We went to Dick’s when they had a sale and coupons and the kids each picked out a pair of cleats. They also mentioned they needed new bat bags each. To be honest, their bat bags are in working order. Sure, the little zipper is broke and it’s a pain in the butt to fit both the bat AND the helmet, but whatever, it’s functional. The incessant whining over “needing” a rolling bag wasn’t ending either.  So I gave them a choice.

“Look, you can keep the cleats we got, or you can wear a pair that a lady from church gave us. If you return the cleats, you can get a new bag. If you keep the cleats, you gotta use your old bag.”

They both wanted the cleats.

Fine by me.

So my search for other used items began.  Especially when my daughter picked up her backpack-style bat bag and one of the straps broke.


Enter: Craiglist, Facebook and Ebay searches: Baseball bags, baseball pants.

After finding a few decent posts, I sat on it for a few days so as not to make an impulse purchase.  $20 for a used bat bag that was still in really good condition and can last both our kids for a few years.  Done.

The pants… I’m hesistant.  My kids are so lanky that I hate buying clothes without trying them on. So I emailed a few posters back and forth.  One was selling 5 pairs of pants for $20! Awesome! But like an hour away, so I asked them to ship.

They said sure, but that they would need to charge for that. Understandable of course.  So, as with any resale site, I tried to bargain a little. Maybe I can get them to lower the cost a little? Should only be about $7 with a USPS flat rate shipping box.

“Would you take $23?”

Of course I knew the possibility that they’d say no.  Or maybe counter offer. Instead, I get this response.

“No, but for that price you can come pick it up and pay cash.”

Maybe I’m naive.  Maybe I expect more from people.  Maybe I have a small hope that others think the way I do.  And while we are all special in our own ways and our uniqueness make the world go round, I have a hard time believing that some people just don’t know how to be nice. Again, call me naive.

Any other response and I probably would’ve agreed.

“Well, shipping will be more than that and I really need to cover shipping costs.”

“No, I can’t really lower the price anymore. But thanks for being interested.”

“No thanks. I’d like to recoup my costs.”

To which I probably would’ve said, “Ok, what will you charge?” and you would’ve had a sale.  Instead, your rudeness just lost a deal.


I know.  This is petty stuff in life.  But it really makes a huge difference when you speak courteously to someone. Even if you’re offended by the offer, there’s still a way to be professional.  I see it all the time on social media, especially local resale groups that resell used items like this.
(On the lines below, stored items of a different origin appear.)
PR #1060, opened 2020-02-28
Support other locales for decimal and list separators

### LINKED ISSUE #1052: Graphing mode needs to support commas as decimals for different locales
**Describe the bug**
Graphing mode needs to be able to use commas as decimals in locales where that is appropriate

joseartrivera:
- Updates our logic to account for locales that use a comma as a decimal and semi-colon as a list separator 

- Manual tests

### DIFF
--- a/src/GraphControl/Control/Grapher.cpp
+++ b/src/GraphControl/Control/Grapher.cpp
@@ -518,7 +518,7 @@ namespace GraphControl
         else
         {
             m_solver->ParsingOptions().SetLocalizationType(::LocalizationType::DecimalPointAndListComma);
-            m_solver->FormatOptions().SetLocalizationType(::LocalizationType::DecimalCommaAndListSemicolon);
+            m_solver->FormatOptions().SetLocalizationType(::LocalizationType::DecimalPointAndListComma);
         }
     }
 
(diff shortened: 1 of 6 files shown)


src/GraphControl/Control/Grapher.cpp
```diff
@@ -500,6 +508,20 @@ namespace GraphControl
...
+    {
+        if (newValue)
+        {
+            m_solver->ParsingOptions().SetLocalizationType(::LocalizationType::DecimalCommaAndListSemicolon);
+            m_solver->FormatOptions().SetLocalizationType(::LocalizationType::DecimalCommaAndListSemicolon);
+        }
+        else
+        {
+            m_solver->ParsingOptions().SetLocalizationType(::LocalizationType::DecimalPointAndListComma);
+            m_solver->FormatOptions().SetLocalizationType(::LocalizationType::DecimalCommaAndListSemicolon);
```
mcooley: Is this supposed to be LocalizationType::DecimalPointAndListComma?

src/GraphingInterfaces/IMathSolver.h
```diff
@@ -50,6 +51,7 @@ namespace Graphing
 
         virtual void SetFormatType(FormatType type) = 0;
 		virtual void SetMathMLPrefix(const std::wstring& value) = 0;
```
mcooley: nit: fix weird indent while you're here?

src/GraphControl/Control/Grapher.cpp
joseartrivera: Good catch!

PR #1064, opened 2020-03-04
Support mouse gestures when active tracing is enabled

### LINKED ISSUE #989: Mouse gestures should be supported when active tracing is enabled

joseartrivera:
- Trace cursor should follow the mouse on the graph

- Manual testing


joseartrivera:
> This isn't a smooth experience. I'm using a touch pad, and I can move fast enough to make the mouse cursor show up instead of the tracing icon. I find the tracing cursor lags behind the mouse movement as well.

Thanks for confirming, I noticed it too on remote desktop but wasn't sure if it was just input lag. Looks like it's a bug with Active Tracing always triggering a render even when the not necessary. This is a problem for tracing in general, I included a fix with this PR.

PR #1065, opened 2020-03-04
Support regular textbox context menu functions in the EquationTextBox

### LINKED ISSUE #978: Equation input textbox should support cut/copy/paste in context menu
**Describe the bug**
Common text actions are missing from context menu.

**Expected behavior**
Cut/copy/paste are available.

image

**Screenshots**
image

joseartrivera:
Since [TextCommandBarFlyout](https://docs.microsoft.com/en-us/windows/uwp/design/controls-and-patterns/command-bar-flyout#command-bar-flyouts-for-text-controls) is not customizable and we have added custom menu items, we need to manually wire up all of the basic text commands.

Added these items that are normally present in the RichEditBox context menu: cut, copy, paste, undo, select all.

- Manual tests


sanderl:
The current implementation always shows all of the menus. Can we have it behave more like the default control where cut and copy are not available when there is no text selected and undo is not available when there is nothing to undo?

joseartrivera:
> The current implementation always shows all of the menus. Can we have it behave more like the default control where cut and copy are not available when there is no text selected and undo is not available when there is nothing to undo?

Undo already behaves that way, I added an extra check for cut/copy

PR #1073, opened 2020-03-06
Add reset button to settings flyout

### LINKED ISSUE #1069: Graph window options should have reset button in the flyout

joseartrivera:
- Add reset button to settings flyout

- Manual tests

### DIFF
--- a/src/CalcViewModel/GraphingCalculator/GraphingSettingsViewModel.cpp
+++ b/src/CalcViewModel/GraphingCalculator/GraphingSettingsViewModel.cpp
@@ -71,6 +71,26 @@ void GraphingSettingsViewModel::InitRanges()
     m_dontUpdateDisplayRange = false;
 }
 
+void GraphingSettingsViewModel::ResetView()
+{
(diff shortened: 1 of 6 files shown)


src/CalcViewModel/GraphingCalculator/GraphingSettingsViewModel.cpp
```diff
@@ -71,6 +71,26 @@ void GraphingSettingsViewModel::InitRanges()
...
+    if (m_Graph != nullptr)
+    {
+        m_Graph->ResetGrid();
+        InitRanges();
+        m_XMinError = false;
+        m_XMaxError = false;
+        m_YMinError = false;
+        m_YMaxError = false;
+
+        RaisePropertyChanged("XError");
```
joseartrivera: For some reason this controller is written in a weird way such that it handles it's own RaisePropertyChanged, we will need to rethink this and the GraphControl implementation, not sure why the GraphControl doesn't just call SetDisplayRanges when the X/Y properties are changed there.

PR #1075, opened 2020-03-07
Improve error handling by displaying an error message

### LINKED ISSUE #985: Improve error handling for equation input to help users understand what is wrong with their input

joseartrivera:
- Displays an error message when hovering over the error icon.

- Manual tests, currently some of the errors do not seem to get returned by the graph engine.


src/Calculator/Resources/en-US/Resources.resw
```diff
@@ -4106,7 +4106,167 @@
     <value>Unable to calculate the range for this function.</value>
     <comment>Error displayed when Range is not returned from the analyzer.</comment>
   </data>
-  <data name="equationAnalysisBack.[using:Windows.UI.Xaml.Controls]ToolTipService.ToolTip" xml:space="preserve">
+  <data name="Overflow" xml:space="preserve">
```
joseartrivera: @grochocki would be nice to have you take a second pass at some of these strings if you have time!

src/Calculator/Resources/en-US/Resources.resw
```diff
@@ -4106,7 +4106,167 @@
...
+    <value>Overflow, the number is too large.</value>
+    <comment>Error that occurs during graping when the number is too large. To see this error, assign a large number to variable a, then keep doing "a:=a*a" until it happens.</comment>
+  </data>
+  <data name="RequireRadiansMode" xml:space="preserve">
+    <value>Radians mode is required to graph this equation.</value>
+    <comment>Error that occurs during graping when radians is required.</comment>
+  </data>
+  <data name="TooComplexToSolve" xml:space="preserve">
+    <value>The equation is too complex to graph.</value>
```
sanderl: I think we should use function instead of equation. Here and below.

src/Calculator/Resources/en-US/Resources.resw
```diff
@@ -4106,7 +4106,167 @@
...
+  <data name="DecimalPointWithoutDigits" xml:space="preserve">
+    <value>Decimal point is missing digits.</value>
+    <comment></comment>
+  </data>
+  <data name="UnexpectedEndOfExpression" xml:space="preserve">
+    <value>Unexpected end of expression.</value>
+    <comment>Error that occurs during graping when the expression ends unexpectedly. Ex: 3-4*</comment>
+  </data>
+  <data name="UnexpectedToken" xml:space="preserve">
+    <value>Unexpected token in the expression.</value>
```
sanderl: I don't think most users would know how to fix the expression because I don't think they will know what a token is. Can we give an example of what might be the problem or give a different error message?

src/Calculator/Resources/en-US/Resources.resw
```diff
@@ -4106,7 +4106,167 @@
...
+  <data name="InvalidNumberDigit" xml:space="preserve">
+    <value>The digit could not be resolved for the given base.</value>
+    <comment>Error that occurs during graping when trying to use bases incorrect. Ex: base(2,1020).</comment>
+  </data>
+  <data name="InvalidNumberBase" xml:space="preserve">
+    <value>The base must be greater than 2 or less than 36.</value>
+    <comment>Error that occurs during graping when the base is out of range.</comment>
+  </data>
+  <data name="InvalidVariableSpecification" xml:space="preserve">
+    <value>A function in the equation requres a variable in a certain argument position.</value>
```
sanderl: I find this error message confusing. Maybe something like "Required variable is missing."

src/Calculator/Resources/en-US/Resources.resw
sanderl: does it make sense to give examples of the problem in the error message itself not just in the comment?

sanderl:
I found a couple issues where the error is not showing. There could be more since I only did a few tests.

Testing results:
y= ; results in the appropriate error
x-x=3 ; no error shown, doesn't graph
ix < 3; results in appropriate error
i < 3; results in appropriate error
xi builds up to a complex character; results in expected error
sin(x=y) ; results in appropriate error
1 % 2.5 ; no error shown, doesn't graph

src/Calculator/Resources/en-US/Resources.resw
```diff
@@ -4106,7 +4106,167 @@
     <value>Unable to calculate the range for this function.</value>
     <comment>Error displayed when Range is not returned from the analyzer.</comment>
   </data>
-  <data name="equationAnalysisBack.[using:Windows.UI.Xaml.Controls]ToolTipService.ToolTip" xml:space="preserve">
+  <data name="Overflow" xml:space="preserve">
+    <value>Overflow, the number is too large.</value>
```
grochocki: Suggested Change: "Overflow (the number is too large)"

src/Calculator/Resources/en-US/Resources.resw
grochocki: I don't think we want to provide examples in the error message. It starts to become pretty verbose. Let's start with the simple error messages, and add more detail as necessary based on user feedback.

src/Calculator/Resources/en-US/Resources.resw
```diff
@@ -4106,7 +4106,167 @@
...
+  <data name="FactorialCannotPerformOnLargeNumber" xml:space="preserve">
+    <value>The factorial function has an argument that is too large to graph.</value>
+    <comment>Error that occurs during graping when a factorial has a large n</comment>
+  </data>
+  <data name="ModuloCannotPerformOnFloat" xml:space="preserve">
+    <value>Modulo can only be used with whole numbers.</value>
+    <comment>Error that occurs during graping when modulo is used with a float.</comment>
+  </data>
+  <data name="EquationTooComplexToSolve" xml:space="preserve">
+    <value>The equation is too complex to graph.</value>
```
grochocki: Is this error duplicate of above? Why two?

src/Calculator/Resources/en-US/Resources.resw
grochocki: Also, I think we may want to say "This function..." here and below.

src/Calculator/Resources/en-US/Resources.resw
```diff
@@ -4106,7 +4106,167 @@
...
+  <data name="ParenthesisMismatch" xml:space="preserve">
+    <value>The equation is missing an opening paranthesis.</value>
+    <comment>Error that occurs during graping when the equation is missing a (</comment>
+  </data>
+  <data name="UnmatchedParenthesis" xml:space="preserve">
+    <value>The equation is missing a closing paranthesis.</value>
+    <comment>Error that occurs during graping when the equation is missing a )</comment>
+  </data>
+  <data name="TooManyDecimalPoints" xml:space="preserve">
+    <value>Too many decimal points in a number.</value>
```
grochocki: "There are too many decimal points in a number"

src/Calculator/Resources/en-US/Resources.resw
```diff
@@ -4106,7 +4106,167 @@
...
+    <comment>Error that occurs during graping when a number has too many decimals. Ex: 1.2.3</comment>
+  </data>
+  <data name="DecimalPointWithoutDigits" xml:space="preserve">
+    <value>Decimal point is missing digits.</value>
```
grochocki: "A decimal point is missing digits"

src/Calculator/Resources/en-US/Resources.resw
grochocki: How about "Unexpected characters in the expression"

src/Calculator/Resources/en-US/Resources.resw
```diff
@@ -4106,7 +4106,167 @@
...
+  <data name="UnexpectedEndOfExpression" xml:space="preserve">
+    <value>Unexpected end of expression.</value>
+    <comment>Error that occurs during graping when the expression ends unexpectedly. Ex: 3-4*</comment>
+  </data>
+  <data name="UnexpectedToken" xml:space="preserve">
+    <value>Unexpected token in the expression.</value>
+    <comment>Error that occurs during graping when there is an unexpected token.</comment>
+  </data>
+  <data name="InvalidToken" xml:space="preserve">
+    <value>Invalid token in the expression.</value>
```
grochocki: Just flagging to fix the same way that we fix above

src/Calculator/Resources/en-US/Resources.resw
```diff
@@ -4106,7 +4106,167 @@
...
+    <comment>Error that occurs during graping when there is an invalid token.</comment>
+  </data>
+  <data name="TooManyEquals" xml:space="preserve">
+    <value>Too many equal signs.</value>
```
grochocki: "There are too many equal signs"

src/Calculator/Resources/en-US/Resources.resw
```diff
@@ -4106,7 +4106,167 @@
...
+    <comment>Error that occurs during graping when there are too many equals.</comment>
+  </data>
+  <data name="EqualWithoutGraphVariable" xml:space="preserve">
+    <value>Missing x or y variable.</value>
```
grochocki: "The function must contain at least one x or y variable."

But is this entirely true? I can plot just "6", and that works because the "y=" is implicit. When do we run into this error?

src/Calculator/Resources/en-US/Resources.resw
```diff
@@ -4106,7 +4106,167 @@
...
+    <comment>Error that occurs during graping when the equation is missing x or y.</comment>
+  </data>
+  <data name="InvalidEquationSyntax" xml:space="preserve">
+    <value>Invalid equation syntax.</value>
```
grochocki: I don't think we should use the word "syntax". Perhaps: "Invalid expression"

src/Calculator/Resources/en-US/Resources.resw
```diff
@@ -4106,7 +4106,167 @@
...
+    <data name="EqualWithoutEquation" xml:space="preserve">
+    <value>Equal was used without an equation.</value>
+    <comment>Error that occurs during graping when equal is used without an equation. Ex: sin(x=y)</comment>
+  </data>
+  <data name="ExpectParenthesisAfterFunctionName" xml:space="preserve">
+    <value>Paranthesis missing after function name.</value>
+    <comment>Error that occurs during graping when paranthesis are missing after a function.</comment>
+    </data>
+  <data name="IncorrectNumParameter" xml:space="preserve">
+    <value>A function has the incorrect number of parameters.</value>
```
grochocki: We should reconcile how to refer to part of a function, since we are calling the entire thing a function above.

src/Calculator/Resources/en-US/Resources.resw
```diff
@@ -4106,7 +4106,167 @@
...
+    <comment>Error that occurs during graping when a function has the wrong number of parameters</comment>
+  </data>
+  <data name="InvalidVariableNameFormat" xml:space="preserve">
+    <value>The variable name is invalid.</value>
```
grochocki: Perhaps: "A variable name is invalid"

src/Calculator/Resources/en-US/Resources.resw
```diff
@@ -4106,7 +4106,167 @@
...
+  <data name="GeneralError" xml:space="preserve">
+    <value>The equation could not be graphed.</value>
+    <comment>General error that occurs during graping.</comment>
+  </data>
+  <data name="InvalidNumberDigit" xml:space="preserve">
+    <value>The digit could not be resolved for the given base.</value>
+    <comment>Error that occurs during graping when trying to use bases incorrect. Ex: base(2,1020).</comment>
+  </data>
+  <data name="InvalidNumberBase" xml:space="preserve">
+    <value>The base must be greater than 2 or less than 36.</value>
```
grochocki: and

src/Calculator/Resources/en-US/Resources.resw
```diff
@@ -4106,7 +4106,167 @@
...
+    <comment>Error that occurs during graping when the base is out of range.</comment>
+  </data>
+  <data name="InvalidVariableSpecification" xml:space="preserve">
+    <value>A function in the equation requres a variable in a certain argument position.</value>
+    <comment>Error that occurs during graping when a function requires a variable in a particular position. Ex: 2nd argument of deriv.</comment>
+  </data>
+  <data name="ExpectingLogicalOperands" xml:space="preserve">
+    <value>Equation is mixing logical and scalar operands.</value>
```
grochocki: 😱

src/Calculator/Resources/en-US/Resources.resw
```diff
@@ -4106,7 +4106,167 @@
...
+    <comment>Error that occurs during graping when operands are mixed. Such as true and 1.</comment>
+  </data>
+  <data name="CannotUseIndexVarInOpLimits" xml:space="preserve">
+    <value>x or y cannot be used in the upper or lower limits.</value>
+    <comment>Error that occurs during graping when x or y is used in integral upper limits.</comment>
+  </data>
+  <data name="CannotUseIndexVarInLimPoint" xml:space="preserve">
+    <value>x or y variable cannot be used in the limit point.</value>
```
grochocki: remove "variable" for consistency with error immediately before

src/Calculator/Resources/en-US/Resources.resw
```diff
@@ -4106,7 +4106,167 @@
...
+    <comment>Error that occurs during graping when x or y is used in the limit point.</comment>
+  </data>
+  <data name="CannotUseComplexInfinityInReal" xml:space="preserve">
+    <value>Cannot use complex infinity.</value>
+    <comment>Error that occurs during graping when complex infinity is used</comment>
+  </data>
+  <data name="CannotUseIInInequalitySolving" xml:space="preserve">
+    <value>Cannot use complex numbers in inequalities.</value>
+    <comment>Error that occurs during graping when complex numbers are used in inequalities.</comment>
```
grochocki: I did not notice any errors that were longer than one sentence. Can we remove all periods?

src/Calculator/Resources/en-US/Resources.resw
joseartrivera: Something like 6=1 would throw it iirc

src/Calculator/Resources/en-US/Resources.resw
joseartrivera: Good point, maybe "Mathematical operation"?

src/Calculator/Resources/en-US/Resources.resw
sanderl: Maybe something more generic like "Invalid function" since 6=1 and 6=A are not valid functions.

joseartrivera: I think when we can be more specific about an error message we should do so, it makes it clearer to the user what exactly is wrong with their input.

src/Calculator/Resources/en-US/Resources.resw
```diff
@@ -4106,7 +4106,163 @@
...
+    <value>The equation is missing a closing paranthesis</value>
+    <comment>Error that occurs during graping when the equation is missing a )</comment>
+  </data>
+  <data name="TooManyDecimalPoints" xml:space="preserve">
+    <value>There are too many decimal points in a number</value>
+    <comment>Error that occurs during graping when a number has too many decimals. Ex: 1.2.3</comment>
+  </data>
+  <data name="DecimalPointWithoutDigits" xml:space="preserve">
+    <value>A decimal point is missing digits</value>
+    <comment></comment>
```
sanderl: Comment missing

src/Calculator/Resources/en-US/Resources.resw
```diff
@@ -4106,7 +4106,163 @@
     <value>Unable to calculate the range for this function.</value>
     <comment>Error displayed when Range is not returned from the analyzer.</comment>
   </data>
-  <data name="equationAnalysisBack.[using:Windows.UI.Xaml.Controls]ToolTipService.ToolTip" xml:space="preserve">
+  <data name="Overflow" xml:space="preserve">
+    <value>Overflow (the number is too large)</value>
+    <comment>Error that occurs during graping when the number is too large. To see this error, assign a large number to variable a, then keep doing "a:=a*a" until it happens.</comment>
```
sanderl: spelling: should be graphing, here and below

src/Calculator/Resources/en-US/Resources.resw
```diff
@@ -4106,7 +4106,163 @@
...
+    <value>The expression is empty</value>
+    <comment>Error that occurs during graping when the expression is empty</comment>
+  </data>
+    <data name="EqualWithoutEquation" xml:space="preserve">
+    <value>Equal was used without an equation</value>
+    <comment>Error that occurs during graping when equal is used without an equation. Ex: sin(x=y)</comment>
+  </data>
+  <data name="ExpectParenthesisAfterFunctionName" xml:space="preserve">
+    <value>Paranthesis missing after function name</value>
+    <comment>Error that occurs during graping when paranthesis are missing after a function.</comment>
```
ItzLevvie:
```suggestion
    <comment>Error that occurs during graping when parenthesis are missing after a function.</comment>
```

src/Calculator/Resources/en-US/Resources.resw
```diff
@@ -4106,7 +4106,163 @@
...
+    <data name="EmptyExpression" xml:space="preserve">
+    <value>The expression is empty</value>
+    <comment>Error that occurs during graping when the expression is empty</comment>
+  </data>
+    <data name="EqualWithoutEquation" xml:space="preserve">
+    <value>Equal was used without an equation</value>
+    <comment>Error that occurs during graping when equal is used without an equation. Ex: sin(x=y)</comment>
+  </data>
+  <data name="ExpectParenthesisAfterFunctionName" xml:space="preserve">
+    <value>Paranthesis missing after function name</value>
```
ItzLevvie:
```suggestion
    <value>Parenthesis missing after function name</value>
```

src/Calculator/Resources/en-US/Resources.resw
```diff
@@ -4106,7 +4106,163 @@
...
+    <data name="OutOfDomain" xml:space="preserve">
+    <value>Equation is out of domain</value>
+    <comment>Error that occurs during graping when the equation is out of domain.</comment>
+  </data>
+    <data name="GE_NotSupported" xml:space="preserve">
+    <value>Graphing this equation is not supported</value>
+    <comment>Error that occurs during graping when the equation is not supported.</comment>
+  </data>
+  <data name="ParenthesisMismatch" xml:space="preserve">
+    <value>The equation is missing an opening paranthesis</value>
```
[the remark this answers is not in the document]
joseartrivera: Good catch!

People will be absolutely rude to someone because they posted a used couch for $500.  If you don’t like it, or don’t agree with it, just move on.

One of the golden rules in life is to be treated the way you would want others to treat you.  Maybe you have an argument that you don’t care how people treat you.  Fine. But just remember that being kind has a lasting impression.

I’ll wrap this post up with the Women’s Pro/Am powerlifting meet that we just got back from.  Every person there was respectful, kind and professional. We even got the nicest email from a man who was there with a few lifters who said that EliteFTS folks were beyond welcoming to the ladies lifting.

THAT is why I do what I do.  THAT is why I treat people that way.  Because those lifters will remember that and pass it on to others.  Not remember ME, but remember how they were treated and treat other people and other lifters in the community the same way.

My used baseball apparel shopping continues, and I’ll gladly give my business to someone else.